§ Problem statement
Write out the entries below exactly, from the first line to the one with "Retrieve the full", both ends included.

[Stored entries]
========

PR #1022, opened 2026-08-18
fix(harness): say so when a turn stops at its step budget

### LINKED ISSUE #926: chat: an agent that exhausts its step budget stops mid-task with a plan, and never says it stopped
## Summary
An agent turn that runs out of steps ends by printing what it *was going to do next*, with no indication that it hit a limit and no follow-up. To the user this is indistinguishable from the agent losing interest — and it is what QA has been reporting as "agents get permanently stuck mid-task; replies stop at 'Let me check X' and never follow up".

## Repro
DM the Product Manager: "Write a short feature spec for adding CSV export to the usage page."

## Observed
The turn ran to `20 steps · 2 failed` and ended with:

> **2. Next steps**
> Retrieve the full client.ts … Attempt to locate the actual Usage page component … **Write the spec to a sandbox file and deliver it with `publish_artifact`.**

No spec was written. No artifact was published. No further message arrived. The turn simply ended at step 20 — a round number that strongly suggests a step cap — while the agent still believed it had three things left to do.

The work up to that point was good: it read `Standards/Engineering standards.md`, the release checklist, and the closest prior export spec, and correctly flagged that a truncated 12KB-of-30KB workspace read had hidden the fields it needed. It was making progress when it was cut off.

## Expected
- When a turn ends because it hit its step budget, say so plainly in the reply.
- Prefer delivering a partial artifact over delivering a plan to write one.
- Consider whether the budget should extend, or the turn should continue, when the agent is mid-plan rather than idle.

## Contributing factor
Two of the twenty steps were burned on tools that cannot run here at all — see the `grep` / `read_skill_resource` issue filed alongside this one.

## Environment

M3gA-Mind:
## Summary

Closes tinyhumansai/opencompany#926.

A turn that runs out of steps ends by printing **what it was about to do next**, with no
sign it hit a limit and no follow-up. QA has been reporting this as *"agents get
permanently stuck mid-task; replies stop at 'Let me check X' and never follow up."*

### The cap is 10 model calls — not the 20 in the repro

The repro ended at `20 steps · 2 failed`, and the round number is a red herring worth
naming, because it is the first thing anyone will reach for.

A console "step" is one tool call or one coalesced thinking run — `fold_steps`
(`src/harness/steps.rs`) explicitly discards iteration and cost events. **Steps are not
model calls.** The real limit is `AgentConfig::max_tool_iterations`, openhuman's default
of **10** (`vendor/openhuman/src/openhuman/config/schema/agent.rs:413`). It is not a
deadline and not a sub-agent budget. `build_agent` never calls an iteration setter, so it
inherits the default.

That is confirmed by running it, not by arithmetic: the new end-to-end test drives a real
capped turn and the harness reports `ExhaustedStepBudget { cap: 10 }`, with openhuman's
own fallback text reading *"I reached the tool-call limit for this turn (10 steps)"*.

The cap is also **not a single constant** — `harness/workflow_build/agent.rs:128` already
calls `set_max_tool_iterations(7)`. That is why the notice reads the cap off the agent that
enforced it rather than hard-coding a number on this side.

### Why it is silent, precisely

openhuman does not error on a cap hit. At `session/turn/core.rs:1366` it asks the model for
a resumable checkpoint with tools disabled and returns that prose through **the same
`Ok(String)` a finished turn returns**. Upstream's own field doc is explicit: `run_single`
"only returns the checkpoint/final text, **with no other signal** for which case occurred."

The decisive detail is the instruction itself (`turn_checkpoint.rs:45`). It asks the model
for "**Done so far**" and "**Next steps**" and **never asks it to tell the user a limit was
hit**. That is verbatim the repro's *"2. Next steps → …"*. Only openhuman's *deterministic
fallback* checkpoint names the cap, and that runs solely when the model's wrap-up call
fails or returns empty. So the silence is conditional on which checkpoint path ran — and in
the repro the model path ran. That is exactly why this has to be a system-emitted fact
rather than a prompt tweak asking the model to mention it.

### What this does

`Agent::last_turn_hit_cap()` is public and purpose-built (openhuman consumes it itself at
`flows/ops.rs:7111`). It is read in `CompanyAgent::run_with_steer` while the agent lock is
still held — same place and same reason as `last_turn_usage`, since both are per-turn state
the next turn overwrites — and becomes
`TurnOutcome::exhausted_budget: Option<ExhaustedStepBudget>`, threaded through
`OperatorTurn` and rendered by `harness::brain`.

**The cap is not raised.** Raising it moves the cliff and keeps the silence.

`ExhaustedStepBudget` is a type rather than a `bool` for the reason `DrainedRequests`
carries its own `cap` (#561): the notice quotes a number, and a caller holding a bare
`true` would have to find that number somewhere else — a hard-coded copy of openhuman's
default, or the round figure off a step timeline. Either hands the operator a
confidently-worded, wrong sentence about a limit the turn was not held to.

The wording reuses `DrainedRequests::overflow_notice` (#625/#561) deliberately — same
"Heads up:" opening, same habit of quoting the limit that actually applied, same closing
move of telling the operator the one thing they can do. Two systems reporting
silently-dropped work in two different voices is how one of them stops being believed.

It is emitted as **its own operator bubble**, not appended, following the rationale already
written at the approvals-overflow site: the reply is the agent's answer, and this is the
system saying the agent was cut off. Wired on the main operator path and on the confined
copilot path, which bypasses the delegation seam.

Non-loop `TurnOutcome` sites (budget refusals, ACP) set `None` explicitly — an ACP turn runs
on an external agent's loop and must not claim a cap it was never held to.

## API Or Behavior Changes

New public type `harness::ExhaustedStepBudget`; `TurnOutcome` gains
`exhausted_budget: Option<…>` (both behind the existing `openhuman` feature).

Behaviour: one additional operator bubble when a turn stops at its cap. No turn is gated,
refused, or run differently; an ordinary turn is byte-identical and silent.

## Tests

      exit 0. `--no-deps` mirrors `ci.yml`; a bare `--all-targets` drowns in vendored lints
      CI never compiles.
- [x] `cargo build --all-targets` — covered by the two test lanes below, which build all
      targets for both feature sets.
- [x] `cargo test` — both halves. Default features: `cargo test --locked`, exit 0. Gated
      lane: `RUST_MIN_STACK=16777216 cargo test --locked --features openhuman,tinycortex --tests`
      → **4188 passed / 0 failed**. `RUST_MIN_STACK` matches `ci.yml:626`; without it a
      pre-existing `harness::brain` test overflows the stack locally.

`scripts/ci/assert-feature-lanes.sh` and `scripts/ci/assert-integration-targets-run.sh` both
pass. No new `feature-lanes.txt` row is owed: the tests sit behind `openhuman`, already
classified `tested` on `openhuman,tinycortex`.

### Revert proof — three, each isolating a different piece

| Reverted | Result |
| --- | --- |
| harness read → hard-wired `None` | `a_turn_that_runs_out_of_model_calls_reports_the_cap_it_hit` **FAILED** |
| `OperatorTurn.exhausted_budget` → `None` | 3 delegation tests **FAILED** |
| relay `.or(responder)` → plain replacement | `a_relay_that_finished_does_not_erase_an_exhausted_responder_turn` **FAILED** |

The negative test (`…finished_normally_reports_no_exhausted_budget`) correctly keeps
passing under all three — it asserts `None`, which is what makes the notice believable.

### Two things worth stating plainly

**The end-to-end test exercises the deterministic fallback checkpoint, not the
model-written one**, because the loopback stub is not a real model. It proves the plumbing
— cap reached → `last_turn_hit_cap` → `TurnOutcome` → cap value — which is what the fix is.
The model-written variant differs only in the prose openhuman returns, which this change
does not read.

**Writing that test surfaced a real trap.** The first version repeated one tool call and
tripped openhuman's no-progress breaker after three identical batches ("the run is stuck
repeating one action"), which halts with its own good root-cause summary and *deliberately*
reports `hit_cap = false`. It would have passed while testing the breaker and never
reaching the cap. The script now alternates two distinct successful calls so the budget is
the only thing left to stop the loop, and the reason is written into the test.

## Documentation

`docs/modules/openhuman/README.md` gains a "The per-turn step budget" section: what the cap
is and is not, why steps ≠ model calls, why the reply cannot carry the fact, where it is
read instead, and why the cap is not raised.

## Summary by CodeRabbit

* **New Features**
  * Added per-turn model-call budget tracking, with a seven-call cap for OpenHuman workflows.
  * Turns that reach the cap now return a resumable checkpoint instead of an error.
  * Operators receive a separate budget-exhaustion notification while the original agent reply remains unchanged.
  * Budget status and the applied cap are preserved across delegated and relayed turns.

* **Bug Fixes**
  * Corrected budget-exhaustion reporting so normally completed and budget-refused turns are not incorrectly marked as exhausted.

* **Documentation**
  * Documented model-call budgets, resumable checkpoints, and operator notifications.

### DIFF
--- a/docs/modules/openhuman/README.md
+++ b/docs/modules/openhuman/README.md
@@ -55,6 +55,45 @@ runtime override > manifest `[inference]` > managed env default — on every tur
 so a provider switch or key rotation reaches agents on the next turn with no
 rebuild at all.
 
+## The per-turn step budget (issue #926)
+
+An agent turn is bounded by openhuman's `AgentConfig::max_tool_iterations` — the
+number of **model calls** one turn may make, defaulting to 10. It is not a
+deadline and not a sub-agent budget, and it is not the step count the console
+shows: a console "step" is one tool call or one coalesced thinking run
+(`harness::steps::fold_steps`), so a turn stopped at 10 model calls routinely
+renders as ~20 steps. `harness::workflow_build` is the one place OpenCompany
+overrides the cap (`set_max_tool_iterations(7)`); everything else inherits the
+default.
+
+**Hitting the cap is invisible in the reply, by construction.** openhuman does
+not error. It asks the model for a resumable checkpoint with tools disabled
+(`MAX_ITER_CHECKPOINT_INSTRUCTION`) and returns that prose through the same
+`Ok(String)` a finished turn returns. The instruction asks for "Done so far" and
+"Next steps" and never asks the model to mention the limit, so a capped turn
+typically ends on a confident plan — indistinguishable from an agent that
+finished and described what it would do. Only openhuman's deterministic
+*fallback* checkpoint (used when the model's wrap-up call fails or comes back
+empty) names the cap.
+
+So the fact is carried out of band. `Agent::last_turn_hit_cap()` is read in
+`CompanyAgent::run_with_steer` while the agent lock is still held — the same
+place and for the same reason as `last_turn_usage` — and becomes
+`TurnOutcome::exhausted_budget: Option<ExhaustedStepBudget>`. The cap it quotes
+comes off the agent that enforced it, never a constant on this side, because
+callers may override it per agent.
+
+`harness::brain` renders it as **its own operator bubble**, not appended to the
+reply: the reply is the agent's answer and this is the system saying the agent
+was cut off. The wording deliberately mirrors
+`DrainedRequests::overflow_notice` (issue #561) — same "Heads up:" opening, same
+habit of quoting the limit that actually applied, same closing move of telling
+the operator the one thing they can do. Two systems reporting silently-dropped
+work in two different voices is how one of them stops being believed.
+
+The cap itself is **not** raised. Raising it moves the cliff and keeps the
+silence, which is the failure this fixes.
+
 ## Approval parking
 
 openhuman resolves a `ToolPolicyDecision::RequireApproval` **inline**: it blocks
--- a/src/harness/acp_run_turn.rs
+++ b/src/harness/acp_run_turn.rs
@@ -199,7 +199,14 @@ pub fn fold(turn: AcpTurn) -> TurnOutcome {
         }
     }
 
-    TurnOutcome { reply, steps }
+    TurnOutcome {
+        reply,
+        steps,
+        // ACP turns run on the external agent's own loop, which reports no cap
+        // to us. Claiming one would be inventing a limit this turn was never
+        // held to.
+        exhausted_budget: None,
+    }
 }
 
 #[async_trait]
--- a/src/harness/brain.rs
+++ b/src/harness/brain.rs
@@ -2540,6 +2540,7 @@ impl HarnessBrain {
                                 &confinement,
                             )
                             .await?;
+                        let exhausted = outcome.exhausted_budget.clone();
                         channel_responses.push(OutboundMessage {
                             message_id: None,
                             // No card, by construction: a confined turn has no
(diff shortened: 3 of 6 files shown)


M3gA-Mind:
@coderabbitai review

M3gA-Mind:
Closing as a **duplicate of #996** (merged `08c4a9b5`, 11:20 UTC today), which landed the same fix at the same seam before this PR was opened. Our fault for not checking; nothing here needs reviewing.

Having read both, **#996 is the better implementation** and I want to be specific rather than gracious about it:

1. **It deliberately does not quote the cap**, and its reason is stronger than ours. From `mod.rs`: *"one notice can cover a responder turn, a desk turn and a relay turn, and naming one of their caps would be a number the operator cannot map back to anything."* Ours carried the cap, modelled on `DrainedRequests` — but a drain is one queue against one cap, whereas a chat turn can span three turns with different caps. That analogy was weaker than we thought.
2. **It reads the cap from the live `IterationStarted` progress event, not from config** — the number the turn actually ran under, rather than the one the crate believes it configured.
3. **It unions across all three turns** (`hit_iteration_cap |= desk`, `|= relay`). Ours used `.or()` across responder and relay and **missed the desk turn entirely** — a real hole, and our own relay test would not have caught it.

It also declines to promise resumption, because `HarnessPool::ensure` rebuilds the pooled agent on a roster/skill/MCP fingerprint change — a durability caveat we had not considered.

**One gap survives #996**, and we will send it as a small follow-up using #996's own `ITERATION_CAP_PAUSE_NOTICE` constant and design: the confined workflow-copilot path (`run_confined`, `brain.rs:2648-2674`) pushes its reply and `continue`s with no cap check, so a copilot turn that pauses is still silent. Roughly ten lines against current `main` — much better than rebasing this branch 214 commits and reintroducing a competing type.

========

§ Solved problem
PR #1022, opened 2026-08-18
fix(harness): say so when a turn stops at its step budget

### LINKED ISSUE #926: chat: an agent that exhausts its step budget stops mid-task with a plan, and never says it stopped
## Summary
An agent turn that runs out of steps ends by printing what it *was going to do next*, with no indication that it hit a limit and no follow-up. To the user this is indistinguishable from the agent losing interest — and it is what QA has been reporting as "agents get permanently stuck mid-task; replies stop at 'Let me check X' and never follow up".

## Repro
DM the Product Manager: "Write a short feature spec for adding CSV export to the usage page."

## Observed
The turn ran to `20 steps · 2 failed` and ended with:

> **2. Next steps**
> Retrieve the full client.ts … Attempt to locate the actual Usage page component … **Write the spec to a sandbox file and deliver it with `publish_artifact`.**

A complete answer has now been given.